***** Material shown *****
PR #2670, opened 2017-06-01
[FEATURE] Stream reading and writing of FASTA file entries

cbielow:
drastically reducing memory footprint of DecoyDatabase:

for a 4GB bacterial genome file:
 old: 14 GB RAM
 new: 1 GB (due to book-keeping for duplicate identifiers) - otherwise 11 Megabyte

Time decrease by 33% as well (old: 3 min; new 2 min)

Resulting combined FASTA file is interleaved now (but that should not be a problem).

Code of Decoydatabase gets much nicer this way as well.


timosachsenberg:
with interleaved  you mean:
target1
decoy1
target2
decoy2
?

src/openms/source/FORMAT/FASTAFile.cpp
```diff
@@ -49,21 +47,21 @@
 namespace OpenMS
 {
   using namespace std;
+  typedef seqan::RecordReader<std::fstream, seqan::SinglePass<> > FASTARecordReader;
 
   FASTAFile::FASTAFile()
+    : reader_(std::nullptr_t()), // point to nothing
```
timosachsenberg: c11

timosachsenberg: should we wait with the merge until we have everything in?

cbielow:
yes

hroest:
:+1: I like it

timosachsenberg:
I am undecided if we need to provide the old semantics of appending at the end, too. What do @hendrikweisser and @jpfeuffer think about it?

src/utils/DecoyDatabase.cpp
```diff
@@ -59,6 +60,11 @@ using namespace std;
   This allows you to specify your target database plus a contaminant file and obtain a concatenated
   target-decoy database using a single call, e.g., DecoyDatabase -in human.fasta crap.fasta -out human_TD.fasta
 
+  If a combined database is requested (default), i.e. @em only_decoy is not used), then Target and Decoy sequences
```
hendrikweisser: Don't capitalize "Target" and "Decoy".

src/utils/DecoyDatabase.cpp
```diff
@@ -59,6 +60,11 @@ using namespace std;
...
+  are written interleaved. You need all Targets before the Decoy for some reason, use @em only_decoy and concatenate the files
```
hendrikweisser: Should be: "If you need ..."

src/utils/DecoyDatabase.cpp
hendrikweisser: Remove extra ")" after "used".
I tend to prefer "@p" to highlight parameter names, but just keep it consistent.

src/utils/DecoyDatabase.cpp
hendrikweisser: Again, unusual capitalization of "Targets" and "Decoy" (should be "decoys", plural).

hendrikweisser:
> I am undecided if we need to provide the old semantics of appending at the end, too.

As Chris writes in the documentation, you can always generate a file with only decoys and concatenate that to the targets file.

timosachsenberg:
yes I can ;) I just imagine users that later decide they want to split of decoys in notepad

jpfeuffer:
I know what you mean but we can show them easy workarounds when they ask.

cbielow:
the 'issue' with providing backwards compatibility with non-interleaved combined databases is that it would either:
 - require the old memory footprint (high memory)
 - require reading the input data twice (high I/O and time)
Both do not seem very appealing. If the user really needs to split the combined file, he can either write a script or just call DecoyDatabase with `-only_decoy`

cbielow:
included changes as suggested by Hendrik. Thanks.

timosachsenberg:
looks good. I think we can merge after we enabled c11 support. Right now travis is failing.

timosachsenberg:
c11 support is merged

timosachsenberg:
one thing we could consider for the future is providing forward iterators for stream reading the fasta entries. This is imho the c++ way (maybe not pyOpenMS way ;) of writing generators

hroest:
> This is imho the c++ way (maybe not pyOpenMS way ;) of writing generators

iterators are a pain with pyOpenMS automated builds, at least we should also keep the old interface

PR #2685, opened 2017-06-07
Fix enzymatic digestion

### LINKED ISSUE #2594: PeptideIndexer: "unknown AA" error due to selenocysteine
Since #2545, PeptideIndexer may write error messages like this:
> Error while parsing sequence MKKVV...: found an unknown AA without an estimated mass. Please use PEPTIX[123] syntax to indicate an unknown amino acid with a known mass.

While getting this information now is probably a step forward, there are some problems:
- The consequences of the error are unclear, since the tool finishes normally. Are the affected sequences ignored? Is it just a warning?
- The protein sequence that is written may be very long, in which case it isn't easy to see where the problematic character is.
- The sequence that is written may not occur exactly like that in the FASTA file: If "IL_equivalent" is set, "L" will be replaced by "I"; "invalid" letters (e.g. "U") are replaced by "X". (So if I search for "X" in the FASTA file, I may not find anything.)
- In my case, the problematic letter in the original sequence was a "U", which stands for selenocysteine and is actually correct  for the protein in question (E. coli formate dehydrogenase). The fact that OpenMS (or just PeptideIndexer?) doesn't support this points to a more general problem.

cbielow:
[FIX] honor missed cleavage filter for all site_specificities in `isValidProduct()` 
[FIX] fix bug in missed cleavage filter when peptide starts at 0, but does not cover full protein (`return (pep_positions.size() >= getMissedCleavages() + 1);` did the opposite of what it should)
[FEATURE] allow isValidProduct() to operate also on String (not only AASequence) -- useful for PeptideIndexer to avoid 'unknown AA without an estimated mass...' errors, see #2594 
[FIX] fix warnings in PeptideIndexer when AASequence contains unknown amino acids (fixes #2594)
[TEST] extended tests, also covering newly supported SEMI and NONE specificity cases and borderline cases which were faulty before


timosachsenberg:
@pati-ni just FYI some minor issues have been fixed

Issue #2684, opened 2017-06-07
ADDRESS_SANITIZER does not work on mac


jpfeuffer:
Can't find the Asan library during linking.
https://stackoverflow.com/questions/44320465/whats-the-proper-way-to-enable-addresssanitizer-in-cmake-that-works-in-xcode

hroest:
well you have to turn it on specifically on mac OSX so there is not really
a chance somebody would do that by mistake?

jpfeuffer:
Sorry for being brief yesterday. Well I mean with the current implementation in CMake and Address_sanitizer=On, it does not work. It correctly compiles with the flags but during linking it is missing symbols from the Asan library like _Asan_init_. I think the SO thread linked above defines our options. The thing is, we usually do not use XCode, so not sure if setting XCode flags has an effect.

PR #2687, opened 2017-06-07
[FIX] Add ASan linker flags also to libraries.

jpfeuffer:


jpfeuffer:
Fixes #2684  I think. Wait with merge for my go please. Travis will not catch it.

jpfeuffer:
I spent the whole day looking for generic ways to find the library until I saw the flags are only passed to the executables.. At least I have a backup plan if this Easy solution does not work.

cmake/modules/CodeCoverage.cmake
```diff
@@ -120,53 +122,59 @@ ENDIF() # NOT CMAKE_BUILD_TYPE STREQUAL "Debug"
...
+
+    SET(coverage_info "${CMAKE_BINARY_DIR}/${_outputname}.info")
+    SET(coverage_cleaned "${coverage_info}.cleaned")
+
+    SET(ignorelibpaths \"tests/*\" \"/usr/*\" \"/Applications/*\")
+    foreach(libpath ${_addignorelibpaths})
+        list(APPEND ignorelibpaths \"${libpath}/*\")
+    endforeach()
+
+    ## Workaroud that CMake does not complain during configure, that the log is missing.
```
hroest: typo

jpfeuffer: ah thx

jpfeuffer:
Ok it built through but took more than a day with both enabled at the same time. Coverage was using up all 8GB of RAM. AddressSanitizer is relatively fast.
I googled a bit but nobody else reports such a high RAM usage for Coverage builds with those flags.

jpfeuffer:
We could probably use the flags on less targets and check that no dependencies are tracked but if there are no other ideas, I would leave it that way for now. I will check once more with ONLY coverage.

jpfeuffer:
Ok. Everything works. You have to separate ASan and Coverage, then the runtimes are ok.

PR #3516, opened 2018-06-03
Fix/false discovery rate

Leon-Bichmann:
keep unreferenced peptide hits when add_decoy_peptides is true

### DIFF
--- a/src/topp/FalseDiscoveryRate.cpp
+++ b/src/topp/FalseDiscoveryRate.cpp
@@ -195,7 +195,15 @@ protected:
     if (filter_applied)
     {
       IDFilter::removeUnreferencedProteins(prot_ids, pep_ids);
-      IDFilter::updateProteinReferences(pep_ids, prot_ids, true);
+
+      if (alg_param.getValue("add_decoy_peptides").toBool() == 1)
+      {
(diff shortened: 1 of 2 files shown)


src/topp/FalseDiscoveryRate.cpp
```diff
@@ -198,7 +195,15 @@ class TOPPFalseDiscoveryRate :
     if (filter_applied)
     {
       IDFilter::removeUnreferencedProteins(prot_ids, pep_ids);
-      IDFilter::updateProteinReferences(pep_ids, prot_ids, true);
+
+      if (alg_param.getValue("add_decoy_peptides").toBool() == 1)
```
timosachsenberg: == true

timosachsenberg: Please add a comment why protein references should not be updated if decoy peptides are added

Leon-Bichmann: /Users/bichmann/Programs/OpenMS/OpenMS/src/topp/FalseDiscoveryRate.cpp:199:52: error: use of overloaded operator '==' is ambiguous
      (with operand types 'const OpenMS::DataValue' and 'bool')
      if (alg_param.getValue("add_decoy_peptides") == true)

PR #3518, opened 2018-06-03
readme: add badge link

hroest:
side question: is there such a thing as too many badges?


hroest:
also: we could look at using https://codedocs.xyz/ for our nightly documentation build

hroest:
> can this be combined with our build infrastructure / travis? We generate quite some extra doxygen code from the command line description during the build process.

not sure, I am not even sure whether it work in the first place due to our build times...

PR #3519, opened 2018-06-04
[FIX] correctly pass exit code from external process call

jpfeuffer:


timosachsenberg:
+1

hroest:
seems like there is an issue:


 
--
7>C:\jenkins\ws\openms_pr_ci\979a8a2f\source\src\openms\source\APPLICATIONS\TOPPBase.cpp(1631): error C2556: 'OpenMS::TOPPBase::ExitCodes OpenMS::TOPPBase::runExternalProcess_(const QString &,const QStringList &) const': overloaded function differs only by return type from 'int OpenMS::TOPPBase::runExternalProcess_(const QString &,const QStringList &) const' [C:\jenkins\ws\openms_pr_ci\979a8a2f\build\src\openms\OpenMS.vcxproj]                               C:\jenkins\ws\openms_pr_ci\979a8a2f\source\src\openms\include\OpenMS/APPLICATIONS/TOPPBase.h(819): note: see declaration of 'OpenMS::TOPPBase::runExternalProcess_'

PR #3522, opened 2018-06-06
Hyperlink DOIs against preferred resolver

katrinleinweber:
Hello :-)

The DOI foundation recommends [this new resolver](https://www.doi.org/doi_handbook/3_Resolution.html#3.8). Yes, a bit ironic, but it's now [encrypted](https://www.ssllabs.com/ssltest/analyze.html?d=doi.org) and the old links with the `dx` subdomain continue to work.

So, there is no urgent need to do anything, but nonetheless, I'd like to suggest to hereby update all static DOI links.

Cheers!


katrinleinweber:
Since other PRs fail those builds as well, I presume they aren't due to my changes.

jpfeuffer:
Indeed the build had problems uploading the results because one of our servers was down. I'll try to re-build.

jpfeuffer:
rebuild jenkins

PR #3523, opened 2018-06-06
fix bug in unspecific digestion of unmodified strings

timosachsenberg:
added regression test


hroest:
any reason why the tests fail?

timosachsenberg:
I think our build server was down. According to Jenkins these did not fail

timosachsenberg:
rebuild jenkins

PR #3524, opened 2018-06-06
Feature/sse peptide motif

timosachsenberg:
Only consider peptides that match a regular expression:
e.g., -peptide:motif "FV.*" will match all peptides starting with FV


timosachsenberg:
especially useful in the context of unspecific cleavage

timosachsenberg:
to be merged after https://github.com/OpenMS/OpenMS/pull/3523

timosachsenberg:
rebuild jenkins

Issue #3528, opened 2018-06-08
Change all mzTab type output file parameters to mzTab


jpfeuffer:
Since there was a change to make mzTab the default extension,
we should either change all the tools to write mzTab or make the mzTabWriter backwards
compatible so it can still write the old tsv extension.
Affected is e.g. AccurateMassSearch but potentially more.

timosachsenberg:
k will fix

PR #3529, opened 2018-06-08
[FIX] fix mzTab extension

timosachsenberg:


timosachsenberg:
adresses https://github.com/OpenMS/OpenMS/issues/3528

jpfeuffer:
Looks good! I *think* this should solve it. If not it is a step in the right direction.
*****
***** Material shown *****
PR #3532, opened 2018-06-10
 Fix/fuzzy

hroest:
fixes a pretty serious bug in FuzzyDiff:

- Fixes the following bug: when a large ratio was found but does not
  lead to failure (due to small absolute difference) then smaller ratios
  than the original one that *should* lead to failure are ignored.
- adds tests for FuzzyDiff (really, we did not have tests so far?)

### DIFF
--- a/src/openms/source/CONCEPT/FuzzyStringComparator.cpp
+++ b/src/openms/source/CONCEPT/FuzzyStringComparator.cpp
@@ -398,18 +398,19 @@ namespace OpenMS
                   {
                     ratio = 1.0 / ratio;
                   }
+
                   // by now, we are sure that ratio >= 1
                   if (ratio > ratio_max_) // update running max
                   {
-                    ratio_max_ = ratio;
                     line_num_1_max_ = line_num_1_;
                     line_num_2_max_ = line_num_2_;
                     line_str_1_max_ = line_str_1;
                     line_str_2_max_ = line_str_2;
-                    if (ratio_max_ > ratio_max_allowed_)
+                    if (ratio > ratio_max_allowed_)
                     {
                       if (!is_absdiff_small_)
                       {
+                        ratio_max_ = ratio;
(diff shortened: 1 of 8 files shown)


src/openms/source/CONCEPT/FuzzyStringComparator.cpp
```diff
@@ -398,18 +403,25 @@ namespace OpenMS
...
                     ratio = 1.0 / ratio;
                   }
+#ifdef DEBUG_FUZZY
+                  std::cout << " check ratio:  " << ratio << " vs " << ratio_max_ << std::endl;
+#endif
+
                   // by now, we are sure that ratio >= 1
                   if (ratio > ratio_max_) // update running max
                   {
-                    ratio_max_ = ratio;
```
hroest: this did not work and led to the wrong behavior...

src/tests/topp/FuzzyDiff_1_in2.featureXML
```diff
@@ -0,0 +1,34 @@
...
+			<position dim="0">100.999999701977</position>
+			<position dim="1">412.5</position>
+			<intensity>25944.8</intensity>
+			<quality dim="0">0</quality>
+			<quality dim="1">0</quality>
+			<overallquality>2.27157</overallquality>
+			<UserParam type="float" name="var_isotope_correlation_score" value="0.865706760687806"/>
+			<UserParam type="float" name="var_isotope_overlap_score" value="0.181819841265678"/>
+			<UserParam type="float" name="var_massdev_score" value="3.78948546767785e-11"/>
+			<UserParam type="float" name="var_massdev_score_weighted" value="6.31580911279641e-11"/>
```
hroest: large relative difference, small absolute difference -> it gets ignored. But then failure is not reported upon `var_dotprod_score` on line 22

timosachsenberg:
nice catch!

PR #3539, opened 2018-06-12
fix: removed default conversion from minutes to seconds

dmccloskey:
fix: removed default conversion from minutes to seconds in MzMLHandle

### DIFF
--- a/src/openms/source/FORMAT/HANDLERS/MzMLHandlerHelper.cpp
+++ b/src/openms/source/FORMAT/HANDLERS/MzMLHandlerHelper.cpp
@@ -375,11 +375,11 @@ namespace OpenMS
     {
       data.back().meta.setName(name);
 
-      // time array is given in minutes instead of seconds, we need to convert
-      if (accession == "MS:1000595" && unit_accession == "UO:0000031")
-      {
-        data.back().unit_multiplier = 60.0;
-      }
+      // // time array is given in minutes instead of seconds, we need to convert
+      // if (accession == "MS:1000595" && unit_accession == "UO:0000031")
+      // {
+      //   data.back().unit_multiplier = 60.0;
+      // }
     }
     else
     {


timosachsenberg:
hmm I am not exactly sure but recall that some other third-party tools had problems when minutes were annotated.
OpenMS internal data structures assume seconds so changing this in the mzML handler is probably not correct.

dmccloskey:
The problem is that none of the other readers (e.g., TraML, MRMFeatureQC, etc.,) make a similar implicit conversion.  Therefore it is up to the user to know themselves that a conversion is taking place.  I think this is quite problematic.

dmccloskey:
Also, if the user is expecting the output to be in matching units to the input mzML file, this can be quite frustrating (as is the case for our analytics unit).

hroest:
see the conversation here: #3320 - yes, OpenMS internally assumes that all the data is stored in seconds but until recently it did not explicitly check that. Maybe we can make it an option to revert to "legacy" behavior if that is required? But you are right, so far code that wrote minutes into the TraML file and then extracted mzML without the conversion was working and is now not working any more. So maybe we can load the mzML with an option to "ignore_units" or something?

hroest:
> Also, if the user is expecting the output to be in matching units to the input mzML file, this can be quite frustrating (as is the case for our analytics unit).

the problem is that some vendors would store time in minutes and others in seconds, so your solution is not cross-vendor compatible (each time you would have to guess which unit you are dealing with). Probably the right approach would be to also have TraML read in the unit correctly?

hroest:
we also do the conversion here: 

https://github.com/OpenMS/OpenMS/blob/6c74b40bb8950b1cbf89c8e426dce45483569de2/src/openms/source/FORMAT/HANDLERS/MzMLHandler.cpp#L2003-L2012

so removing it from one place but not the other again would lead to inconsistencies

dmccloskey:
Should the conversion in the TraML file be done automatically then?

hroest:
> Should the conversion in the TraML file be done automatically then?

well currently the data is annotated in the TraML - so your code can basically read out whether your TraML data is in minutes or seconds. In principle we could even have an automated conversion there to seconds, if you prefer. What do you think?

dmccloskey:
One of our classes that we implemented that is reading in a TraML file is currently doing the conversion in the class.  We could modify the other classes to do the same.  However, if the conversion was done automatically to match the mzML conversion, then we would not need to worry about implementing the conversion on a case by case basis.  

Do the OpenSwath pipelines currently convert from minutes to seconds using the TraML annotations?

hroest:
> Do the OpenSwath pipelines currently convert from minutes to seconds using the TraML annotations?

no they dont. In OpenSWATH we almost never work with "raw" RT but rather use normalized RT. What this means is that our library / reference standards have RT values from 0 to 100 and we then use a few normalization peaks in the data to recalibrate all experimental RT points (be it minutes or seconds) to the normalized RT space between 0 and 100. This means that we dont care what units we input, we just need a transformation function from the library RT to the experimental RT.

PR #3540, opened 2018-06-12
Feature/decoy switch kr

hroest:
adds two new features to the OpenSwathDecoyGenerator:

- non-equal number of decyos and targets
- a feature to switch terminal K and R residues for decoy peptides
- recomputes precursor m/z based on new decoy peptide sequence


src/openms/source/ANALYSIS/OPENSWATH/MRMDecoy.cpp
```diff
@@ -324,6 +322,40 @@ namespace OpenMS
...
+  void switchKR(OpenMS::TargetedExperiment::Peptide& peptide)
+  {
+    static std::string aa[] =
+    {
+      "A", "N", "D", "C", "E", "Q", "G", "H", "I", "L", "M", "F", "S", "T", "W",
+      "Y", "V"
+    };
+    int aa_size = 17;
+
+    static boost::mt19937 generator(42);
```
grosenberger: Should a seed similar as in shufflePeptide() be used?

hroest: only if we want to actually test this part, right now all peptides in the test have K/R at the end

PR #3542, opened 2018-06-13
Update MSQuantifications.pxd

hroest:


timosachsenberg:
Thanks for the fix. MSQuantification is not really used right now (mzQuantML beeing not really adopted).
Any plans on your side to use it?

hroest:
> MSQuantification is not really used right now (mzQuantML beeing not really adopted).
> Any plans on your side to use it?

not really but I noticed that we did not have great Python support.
*****
***** Material shown *****
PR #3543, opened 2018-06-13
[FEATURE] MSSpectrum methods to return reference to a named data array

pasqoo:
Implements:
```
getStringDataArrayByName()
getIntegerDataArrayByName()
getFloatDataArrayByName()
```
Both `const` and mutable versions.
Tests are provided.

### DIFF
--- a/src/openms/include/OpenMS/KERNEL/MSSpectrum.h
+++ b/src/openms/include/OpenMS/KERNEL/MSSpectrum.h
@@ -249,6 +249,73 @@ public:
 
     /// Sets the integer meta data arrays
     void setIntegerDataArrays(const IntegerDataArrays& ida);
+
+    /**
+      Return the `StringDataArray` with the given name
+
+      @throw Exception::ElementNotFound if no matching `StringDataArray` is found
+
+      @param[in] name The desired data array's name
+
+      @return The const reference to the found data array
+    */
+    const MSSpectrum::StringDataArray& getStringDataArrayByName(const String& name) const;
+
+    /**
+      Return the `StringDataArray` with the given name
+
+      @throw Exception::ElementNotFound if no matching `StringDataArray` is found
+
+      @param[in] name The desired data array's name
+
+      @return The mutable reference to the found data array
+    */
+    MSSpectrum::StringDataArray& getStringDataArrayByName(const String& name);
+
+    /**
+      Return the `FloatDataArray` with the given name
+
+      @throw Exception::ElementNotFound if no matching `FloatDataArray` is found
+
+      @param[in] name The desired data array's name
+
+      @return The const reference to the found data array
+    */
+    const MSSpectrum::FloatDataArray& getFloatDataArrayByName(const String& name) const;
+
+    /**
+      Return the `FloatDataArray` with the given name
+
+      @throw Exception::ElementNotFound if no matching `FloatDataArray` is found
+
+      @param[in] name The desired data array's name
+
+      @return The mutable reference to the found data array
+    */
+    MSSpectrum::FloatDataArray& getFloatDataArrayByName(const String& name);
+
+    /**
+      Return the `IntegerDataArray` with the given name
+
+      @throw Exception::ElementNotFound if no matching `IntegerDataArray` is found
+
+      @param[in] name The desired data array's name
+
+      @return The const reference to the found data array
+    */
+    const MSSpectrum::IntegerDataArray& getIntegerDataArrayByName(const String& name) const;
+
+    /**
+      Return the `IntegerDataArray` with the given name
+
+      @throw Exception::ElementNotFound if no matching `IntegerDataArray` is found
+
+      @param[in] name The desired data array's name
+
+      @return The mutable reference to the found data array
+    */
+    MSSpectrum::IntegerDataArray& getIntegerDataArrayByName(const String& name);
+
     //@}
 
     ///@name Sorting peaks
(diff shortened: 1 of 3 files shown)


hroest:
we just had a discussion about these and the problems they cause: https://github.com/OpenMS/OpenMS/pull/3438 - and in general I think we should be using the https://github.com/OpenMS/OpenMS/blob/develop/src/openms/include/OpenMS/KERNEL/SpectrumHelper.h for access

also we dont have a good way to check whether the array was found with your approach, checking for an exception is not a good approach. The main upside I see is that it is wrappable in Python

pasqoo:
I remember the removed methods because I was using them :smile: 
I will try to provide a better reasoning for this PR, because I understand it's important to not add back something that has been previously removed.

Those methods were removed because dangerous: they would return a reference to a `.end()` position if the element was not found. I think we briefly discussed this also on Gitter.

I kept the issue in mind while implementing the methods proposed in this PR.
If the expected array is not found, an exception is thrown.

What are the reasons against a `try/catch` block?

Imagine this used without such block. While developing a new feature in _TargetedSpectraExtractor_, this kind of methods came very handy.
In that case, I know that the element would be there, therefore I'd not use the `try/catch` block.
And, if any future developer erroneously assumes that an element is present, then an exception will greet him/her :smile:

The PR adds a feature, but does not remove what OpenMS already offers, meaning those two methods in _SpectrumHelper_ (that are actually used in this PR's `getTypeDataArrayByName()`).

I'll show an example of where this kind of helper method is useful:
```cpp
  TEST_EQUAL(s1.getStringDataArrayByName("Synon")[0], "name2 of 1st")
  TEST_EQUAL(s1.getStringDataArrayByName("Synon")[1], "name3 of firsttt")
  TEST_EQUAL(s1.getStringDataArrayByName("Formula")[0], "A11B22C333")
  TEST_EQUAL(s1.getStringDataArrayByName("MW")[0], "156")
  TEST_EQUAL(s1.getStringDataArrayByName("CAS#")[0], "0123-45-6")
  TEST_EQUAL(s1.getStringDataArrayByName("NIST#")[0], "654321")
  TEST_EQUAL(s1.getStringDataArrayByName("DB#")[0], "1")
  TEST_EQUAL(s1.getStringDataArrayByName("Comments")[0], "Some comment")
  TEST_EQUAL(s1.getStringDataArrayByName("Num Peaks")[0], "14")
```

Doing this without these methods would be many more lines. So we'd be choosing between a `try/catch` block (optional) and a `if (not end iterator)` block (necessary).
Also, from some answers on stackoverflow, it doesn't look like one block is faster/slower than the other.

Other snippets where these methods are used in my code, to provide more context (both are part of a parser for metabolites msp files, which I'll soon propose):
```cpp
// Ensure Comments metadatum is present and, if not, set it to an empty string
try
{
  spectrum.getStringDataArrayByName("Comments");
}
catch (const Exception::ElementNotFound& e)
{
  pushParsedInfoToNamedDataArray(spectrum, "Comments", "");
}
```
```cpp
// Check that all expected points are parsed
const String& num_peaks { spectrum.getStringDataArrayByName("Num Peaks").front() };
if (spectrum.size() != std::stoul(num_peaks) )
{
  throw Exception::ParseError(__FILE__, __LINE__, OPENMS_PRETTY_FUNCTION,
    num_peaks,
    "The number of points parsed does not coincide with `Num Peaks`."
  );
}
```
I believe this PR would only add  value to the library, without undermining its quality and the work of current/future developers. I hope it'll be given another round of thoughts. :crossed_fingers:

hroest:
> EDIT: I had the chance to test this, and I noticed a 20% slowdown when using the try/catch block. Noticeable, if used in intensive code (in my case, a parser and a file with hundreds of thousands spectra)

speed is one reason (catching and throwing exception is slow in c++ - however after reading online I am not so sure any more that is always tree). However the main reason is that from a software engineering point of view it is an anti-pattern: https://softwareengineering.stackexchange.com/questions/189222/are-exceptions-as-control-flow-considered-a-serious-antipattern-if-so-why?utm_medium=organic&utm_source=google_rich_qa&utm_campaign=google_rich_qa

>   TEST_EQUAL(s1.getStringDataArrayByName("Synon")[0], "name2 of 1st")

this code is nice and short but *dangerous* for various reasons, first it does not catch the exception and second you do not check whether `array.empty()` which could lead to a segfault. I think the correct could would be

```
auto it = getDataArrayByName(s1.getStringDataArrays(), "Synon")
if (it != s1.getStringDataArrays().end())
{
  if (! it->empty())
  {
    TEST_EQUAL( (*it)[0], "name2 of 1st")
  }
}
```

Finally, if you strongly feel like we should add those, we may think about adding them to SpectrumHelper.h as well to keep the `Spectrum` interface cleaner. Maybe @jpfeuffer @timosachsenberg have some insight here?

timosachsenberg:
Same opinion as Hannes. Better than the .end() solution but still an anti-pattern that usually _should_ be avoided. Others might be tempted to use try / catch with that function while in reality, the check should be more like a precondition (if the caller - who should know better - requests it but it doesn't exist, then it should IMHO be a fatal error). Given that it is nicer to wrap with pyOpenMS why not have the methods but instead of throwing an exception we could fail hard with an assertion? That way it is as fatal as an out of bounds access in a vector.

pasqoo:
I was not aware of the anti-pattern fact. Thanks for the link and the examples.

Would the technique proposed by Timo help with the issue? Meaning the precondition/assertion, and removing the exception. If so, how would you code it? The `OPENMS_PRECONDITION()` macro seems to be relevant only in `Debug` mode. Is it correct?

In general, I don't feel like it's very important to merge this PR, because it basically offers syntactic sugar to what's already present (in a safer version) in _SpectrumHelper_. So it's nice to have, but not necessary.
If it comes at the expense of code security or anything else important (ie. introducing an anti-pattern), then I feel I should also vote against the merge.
*****
**Instructions for the task:**
Go over the data and return every line that includes the word "beeing".

**Solved problem:**
Thanks for the fix. MSQuantification is not really used right now (mzQuantML beeing not really adopted).
> MSQuantification is not really used right now (mzQuantML beeing not really adopted).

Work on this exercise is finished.